WHAT THE TASK REQUIRES >> For each line in the data below that has the word "error", copy that line.

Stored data
↓↓↓
PR #545, opened 2021-12-14
Fix tarball publisher ctx handling

jonjohnsonjr:
Previously, we'd use the ctx from the Build invocation, but because
remote stashes the remote.WithContext option, when we later go to fetch
the actual base image to write it out to a tarball, it will fail because
the Build ctx was cancelled.

For whatever reason, NewGo takes a ctx, so this change propagates the
badness from remote so we can use the NewGo ctx when we fetch base
images.

### DIFF
--- a/pkg/build/gobuild.go
+++ b/pkg/build/gobuild.go
@@ -70,6 +70,7 @@ type platformMatcher struct {
 }
 
 type gobuild struct {
+	ctx                  context.Context
 	getBase              GetBase
 	creationTime         v1.Time
 	kodataCreationTime   v1.Time
@@ -90,6 +91,7 @@ type gobuild struct {
 type Option func(*gobuildOpener) error
 
 type gobuildOpener struct {
+	ctx                  context.Context
 	getBase              GetBase
 	creationTime         v1.Time
 	kodataCreationTime   v1.Time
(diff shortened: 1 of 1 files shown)


pkg/build/gobuild.go
```diff
@@ -826,7 +830,9 @@ func updatePath(cf *v1.ConfigFile, appPath string) {
 // Build implements build.Interface
 func (g *gobuild) Build(ctx context.Context, s string) (Result, error) {
 	// Determine the appropriate base image for this import path.
-	baseRef, base, err := g.getBase(ctx, s)
+	// We use the overall gobuild.ctx because the Build ctx gets cancelled
```
imjasonh, line 833: Why does the Build ctx get cancelled early?

jonjohnsonjr: https://github.com/google/ko/blob/a56047a2a1d500a646393b4a62d1d509bd5575e4/pkg/commands/resolver.go#L318

https://pkg.go.dev/golang.org/x/sync/errgroup#WithContext

We want to cancel outstanding builds if we encounter an error, so we use `errgroup.WithContext`, but the ctx is also cancelled once this returns: https://github.com/google/ko/blob/a56047a2a1d500a646393b4a62d1d509bd5575e4/pkg/commands/resolver.go#L415

imjasonh (approved):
↑↑↑
RESULT OF THE TASK >>
 type Option func(*gobuildOpener) error
 func (g *gobuild) Build(ctx context.Context, s string) (Result, error) {
We want to cancel outstanding builds if we encounter an error, so we use `errgroup.WithContext`, but the ctx is also cancelled once this returns: https://github.com/google/ko/blob/a56047a2a1d500a646393b4a62d1d509bd5575e4/pkg/commands/resolver.go#L415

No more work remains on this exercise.